Different transformer architectures use different numbers of attention heads:

  • BERT-base: 12 heads with d_model = 768, so each head operates on d_k = 64 dimensions
  • BERT-large: 16 heads with d_model = 1024, so d_k = 64
  • GPT-2: 12 heads (small) to 25 heads (XL) depending on model size
  • GPT-3 (175B): 96 heads with d_model = 12288, so d_k = 128
  • LLaMA-70B: 64 heads with d_model = 8192, d_k = 128

Notice that d_k is typically kept at 64 or 128 dimensions per head, regardless of model size. Larger models simply use more heads rather than larger heads.

Head Pruning: Not All Heads Are Equal

An important finding from research on multi-head attention is that not all heads are equally important. Studies have shown that many heads can be removed (pruned) after training with minimal impact on performance. In some cases, removing up to 40% of attention heads from a trained model causes less than 1% degradation in task performance.

This suggests several things:

  • The model is somewhat over-parameterized in its attention mechanism
  • Redundancy between heads provides robustness during training
  • Head pruning is a viable compression technique for deployment

However, the heads that do matter are critical. Removing certain key heads can cause dramatic performance drops, confirming that the specialization of heads is real and functionally important.

Multi-head attention is not just parallelism for speed. Each head learns a different aspect of language, and together they create a richer, more nuanced understanding than any single attention mechanism could achieve alone.

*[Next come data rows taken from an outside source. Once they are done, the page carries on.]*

PR #6689, opened 2025-05-13
Remove queries from the asset manager

### LINKED ISSUE #5966: Remove AssetManager Queries
The code for the AssetManager queries is incredibly convoluted and difficult to understand because it's spread out over multiple classes that inherit from one another and wrap each other. We can probably replace that with a few named queries and be happier for it.

Arnei:
Fixes #5966.

Removes all query related code from the asset manager. This means this asset manager cannot be accessed via queries anymore. Instead, the asset manager is exposing new methods which can be used instead.

What this boils down to is dumbing down the asset manager. The query language we used was powerful but complex. In removing it, we lose the power to create whatever query we want or need on a dime. Now, if there is something you want to do with the asset manager but there is no method for it, that method will have to be written first.
On the other hand, writing new methods should now be a lot easier. Named queries are less powerful, but comparatively easy to understand. Therefore accessing and working with the asset manager should be easier now.

This also allows us to get rid of the query-dsl dependency, which hopefully makes upgrading other depdencies easier.

### How to test this patch

Do whatever you can think of that would affect assets. Mostly this will be running workflows, but creativity is encouraged.

### Your pull request should…

* [ ] have a concise title
* [ ] pass automated tests


Arnei:
I'm failing to recreate the failing test in the workflows. I did create the test user with ROLE_STUDIO and ran the curl command, but it returns 200, which makes debugging difficult. @gregorydlogan do you maybe have any idea how I could better recreate this?

Edit: T'was probably to do with authentication. Rolled back my functional authentication changes.

modules/asset-manager-impl/src/main/java/org/opencastproject/assetmanager/impl/persistence/SnapshotDto.java
```diff
@@ -76,7 +76,161 @@
...
+                + "ORDER BY s.version DESC"
+        ),
+        @NamedQuery(
+            name = "Snapshot.findLatest",
+            query = "SELECT s FROM Snapshot s "
+                + "WHERE s.mediaPackageId = :mediaPackageId "
+                + "AND (:organizationId IS NULL OR s.organizationId = :organizationId) "
+                + "AND s.version = ( "
+                + "  SELECT MAX(s2.version) FROM Snapshot s2 WHERE s2.mediaPackageId = s.mediaPackageId "
+                + ")"
```
lkiesow, line 94: Not really that important, but maybe this is simpler:
```sql
ORDER BY s.version DESC
LIMIT 1
```

modules/asset-manager-impl/src/main/java/org/opencastproject/assetmanager/impl/persistence/SnapshotDto.java
```diff
@@ -76,7 +76,161 @@
...
+        ),
+        @NamedQuery(
+            name = "Snapshot.findForIndexRebuild",
+            query = "SELECT s FROM Snapshot s "
+                + "WHERE s.version = ( "
+                + "  SELECT MAX(s2.version) FROM Snapshot s2 "
+                + "  WHERE s2.mediaPackageId = s.mediaPackageId "
+                + ") "
+                + "ORDER BY s.mediaPackageId DESC "
+        ),
```
lkiesow, line 162: <del>Not yet sure if that's a problem, but wouldn't this load all events at once from the database? Couldn't that lead to memory problems if there are 50000+ events?</del>

*Named query parameters in the JPA functions seem to limit this.*

modules/asset-manager-impl/src/main/java/org/opencastproject/assetmanager/impl/persistence/Database.java
```diff
@@ -236,43 +242,64 @@ public void setAvailability(final VersionImpl version, final String mpId, final
...
 
   public Optional<AssetDtos.Full> findAssetByChecksum(final String checksum) {
     return db.execTx(em -> {
-      final Tuple result = AssetDtos.baseJoin(em)
-          .where(QAssetDto.assetDto.checksum.eq(checksum))
-          .singleResult(Full.select);
-      var dtoOpt = Opt.nul(result).map(Full.fromTuple);
-      return dtoOpt.isSome() ? Optional.of(dtoOpt.get()) : Optional.empty();
+      return namedQuery.findOpt(
+              "Asset.findByChecksum",
```
lkiesow: This method is used only in a test which should probably use `findAssetByChecksumAndStoreAndOrg` instead. Getting rid of the test gets rid of this method and the new named query `Asset.findByChecksum`.

modules/asset-manager-impl/src/main/java/org/opencastproject/assetmanager/impl/persistence/AssetDto.java
```diff
@@ -23,23 +23,68 @@
...
+            + "AND a.mediaPackageElementId = :mpeId "
+            + "AND s.version = :version "
+            + "ORDER BY s.version DESC"
+    ),
+    @NamedQuery(
+        name = "Asset.findByChecksum",
+        query = "SELECT a FROM Asset a "
+            + "INNER JOIN a.snapshot s "
+            + "WHERE a.checksum = :checksum"
+    ),
```
lkiesow: This is probably unnecessary since it's used only in one test. See comment at `findAssetByChecksum`.

modules/asset-manager-impl/src/main/java/org/opencastproject/assetmanager/impl/persistence/AssetDto.java
```diff
@@ -23,23 +23,68 @@
...
+    @NamedQuery(
+        name = "Asset.findByChecksumStorageIdAndOrganizationId",
+        query = "SELECT a FROM Asset a "
+            + "INNER JOIN a.snapshot s "
+            + "WHERE a.checksum = :checksum "
+            + "AND a.storageId = :storageId "
+            + "AND s.organizationId = :orgId "
+    ),
```
lkiesow, line 65: It seems weird to join only to filter and discard the data and then get the snapshot later anyway. See comment in `findAssetByChecksumAndStoreAndOrg`.

modules/asset-manager-impl/src/main/java/org/opencastproject/assetmanager/impl/persistence/Database.java
```diff
@@ -348,16 +375,273 @@ public long countEvents(final String organization) {
...
     return db.execTx(em -> {
-      final Tuple result = AssetDtos.baseJoin(em)
-          .where(QAssetDto.assetDto.checksum.eq(checksum)
-              .and(QAssetDto.assetDto.storageId.eq(storeId))
-              .and(QAssetDto.assetDto.snapshot.organizationId.eq(orgId)))
-          .singleResult(Full.select);
-      var dtoOpt = Opt.nul(result).map(Full.fromTuple);
-      return dtoOpt.isSome() ? Optional.of(dtoOpt.get()) : Optional.empty();
+      return namedQuery.findOpt(
+              "Asset.findByChecksumStorageIdAndOrganizationId",
```
lkiesow, line 379: Looking at `Asset.findByChecksumStorageIdAndOrganizationId`, it joins the assets table with the snapshot table only to filter for one snapshot property (organization identifier) and then discard the snapshot data and return just an asset. What do we do with the asset? We use it to run another query to get the snapshot data :see_no_evil: 

If we need the join, can we use all the data we get?

Given that the checksum should usually be unique (check this assumption!), we could not join, but get the list of assets with the given checksum (should usually just be one), and use the first(?) one with a snapshot that belongs to the correct organization.

All of this is a bit weird, since `checksum` is not marked unique but is used as if it was (at least in combination with the organization).

Also, is it just me, or is `AssetDtos.Full` and `AssetDtos.Medium` a weird concept? Why not just use a tuple of `Asset` and `Snapshot` but copy over half of the snapshot data to another object?

lkiesow: Actually :sweat_smile: … it seems like `AssetDtos.Full` is only ever used here in non-test scenarios. And the result of this method is only used to use snapshot data and the media package element identifier.. So, maybe we can return just that.

modules/asset-manager-impl/src/main/java/org/opencastproject/assetmanager/impl/persistence/AssetDtos.java
```diff
@@ -63,6 +40,14 @@ public static class Medium {
     private final String organizationId;
     private final String owner;
 
+    public Medium(AssetDto assetDto, Availability availability, String organizationId) {
```
lkiesow, line 43: The more I look at code related to this class the more I think we should just have named queries which then return a `Pair<Snapshot, Asset>` instead of building partial classes we then later convert, discard, …
Do we want to get rid of this entirely?

modules/asset-manager-impl/src/main/java/org/opencastproject/assetmanager/impl/persistence/Database.java
```diff
@@ -236,43 +242,64 @@ public void setAvailability(final VersionImpl version, final String mpId, final
...
+            Pair.of("mpId", mpId),
+            Pair.of("version", version.value()))
+          .apply(em)
+          .map(result -> new SnapshotDtos.Medium(
+              result,
+              Availability.valueOf(result.getAvailability()),
+              result.getStorageId(),
+              result.getOrganizationId(),
+              result.getOwner()
+          ));
```
lkiesow, line 276: Why? A `SnapshotDtos.Medium` is just a `Snapshot` with some data reordered? Why don't we just use `Snapshot`?

modules/asset-manager-impl/src/main/java/org/opencastproject/assetmanager/impl/persistence/SnapshotDto.java
```diff
@@ -76,7 +76,161 @@
         @NamedQuery(name = "Snapshot.countByMediaPackage", query = "select count(s) from Snapshot s "
                 + "where s.mediaPackageId = :mediaPackageId"),
         @NamedQuery(name = "Snapshot.countByMediaPackageAndOrg", query = "select count(s) from Snapshot s "
-                + "where s.mediaPackageId = :mediaPackageId and s.organizationId = :organizationId")})
+                + "where s.mediaPackageId = :mediaPackageId and s.organizationId = :organizationId"),
+        @NamedQuery(
+            name = "Snapshot.findMediumByMpIdAndVersion",
```
lkiesow:
```suggestion
            name = "Snapshot.findByMpIdAndVersion",
```

modules/asset-manager-impl/src/main/java/org/opencastproject/assetmanager/impl/persistence/Database.java
```diff
@@ -348,16 +375,273 @@ public long countEvents(final String organization) {
...
+
+  public List<Snapshot> getSnapshots(String mediaPackageId, String orgId, String orderByVersion) {
+    return db.execTx(em -> {
+      String namedQueryName = "Snapshot.findByMpId";
+      if ("ASC".equals(orderByVersion)) {
+        namedQueryName = "Snapshot.findOldestVersionFirst";
+      }
+      if ("DESC".equals(orderByVersion)) {
+        namedQueryName = "Snapshot.findLatestVersionFirst";
+      }
```
lkiesow: We never promised that queries are unsorted if you don't pass any sort parameter → you can have one named query less:

```suggestion
      // Optional: check parameter
      if (!List.of("ASC", "DESC").contains(orderByVersion)) {
        // Exception here
      }

      String namedQueryName = "ASC".equals(orderByVersion) ? "Snapshot.findOldestVersionFirst" : "Snapshot.findLatestVersionFirst";
```

modules/scheduler-impl/src/test/java/org/opencastproject/scheduler/impl/SchedulerServiceImplTest.java
```diff
@@ -852,78 +842,79 @@ public void testAddMultipleEventsConflict() throws Exception {
...
-    try {
-      schedSvc.updateEvent(mediaPackageId, Opt.<Date> none(), Opt.<Date> none(), Opt.<String> none(),
-              Opt.<Set<String>> none(), Opt.<MediaPackage> none(), Opt.<Map<String, String>> none(),
-              Opt.<Map<String, String>> none());
-      fail();
-    } catch (NotFoundException e) {
-      Assert.assertNotNull(e);
-    }
-  }
+// TODO: Figure out why getMediaPackage should throw an exception if it correctly returns an existing mediapackage
```
lkiesow: If we can't figure that out: Drop the test. It wouldn't be our first test with errors in the test.
In any case, we shouldn't just comment this out.

lkiesow (changes requested):
That you for doing this. I hated the review! But that you nonetheless :D 

This generally looks good. Most things I found probably existed before. I also did some local testing where I ran this by processing a few videos → no problems.

I'm going to do a few additional tests with different users in the next days.

modules/asset-manager-impl/src/main/java/org/opencastproject/assetmanager/impl/persistence/SnapshotDto.java
Arnei: Iirc I can't do that because JPQL does not support "LIMIT" like that.

I could instead add limit as a parameter to the related entity manager query, but I thought it would be bad style to split the logic of the query like that. I do not know which approach results in more efficient db queries.

modules/asset-manager-impl/src/main/java/org/opencastproject/assetmanager/impl/persistence/SnapshotDto.java
Arnei: And then contrary to my answer to the previous comment, here limit (and offset) are set in the entity manager query because they are supposed to be controlled ^^'.

modules/asset-manager-impl/src/main/java/org/opencastproject/assetmanager/impl/persistence/Database.java
Arnei: > Looking at Asset.findByChecksumStorageIdAndOrganizationId, it joins the assets table with the snapshot table only to filter for one snapshot property (organization identifier) and then discard the snapshot data and return just an asset. What do we do with the asset? We use it to run another query to get the snapshot data 🙈

I might be heavily misunderstanding what you're getting at, but the snapshot data is not discarded, is it? It is contained in the result and used in the `.map` right after this query is run. I don't see a second query to get the snapshot data.

> Also, is it just me, or is AssetDtos.Full and AssetDtos.Medium a weird concept? Why not just use a tuple of Asset and Snapshot but copy over half of the snapshot data to another object?

I honestly did not bother understanding what the purpose of all the ".Full" and ".Medium" classes was, so I can't speak on that :').

modules/asset-manager-impl/src/main/java/org/opencastproject/assetmanager/impl/persistence/AssetDtos.java
Arnei: That is possibly a very good idea, but not something I wanted to address in this PR, for fear of losing sight of me goal of removing query-dsl and instead getting stuck trying to rewrite everything.

lkiesow (approved):
Tested this again and it looks good.

Ignoring `AssetDtos.Full` and `AssetDtos.Medium` is fair since it's not an issue created by this pull request. I'll create an OSDN issue for that :grin:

Grouped Query Attention: A Modern Optimization

As models have grown larger, researchers have found ways to make multi-head attention more efficient. One important innovation is Grouped Query Attention (GQA), used in models like LLaMA 2.

In standard multi-head attention, each head has its own separate Q, K, and V projections. In GQA, multiple query heads share the same key and value projections. For example, if a model has 32 query heads and 8 key-value groups, every 4 query heads share one set of keys and values.

This dramatically reduces the memory required for the KV cache during inference, which is the primary bottleneck for serving large language models. GQA provides most of the representation power of full multi-head attention at a fraction of the memory cost.

An even more aggressive variant is Multi-Query Attention (MQA), where all query heads share a single set of keys and values. While MQA offers the largest memory savings, GQA strikes a better balance between efficiency and quality.

Key Takeaway

Multi-head attention enables transformers to simultaneously capture syntactic, semantic, and positional patterns. Modern variants like Grouped Query Attention maintain this expressiveness while dramatically reducing the memory cost for inference.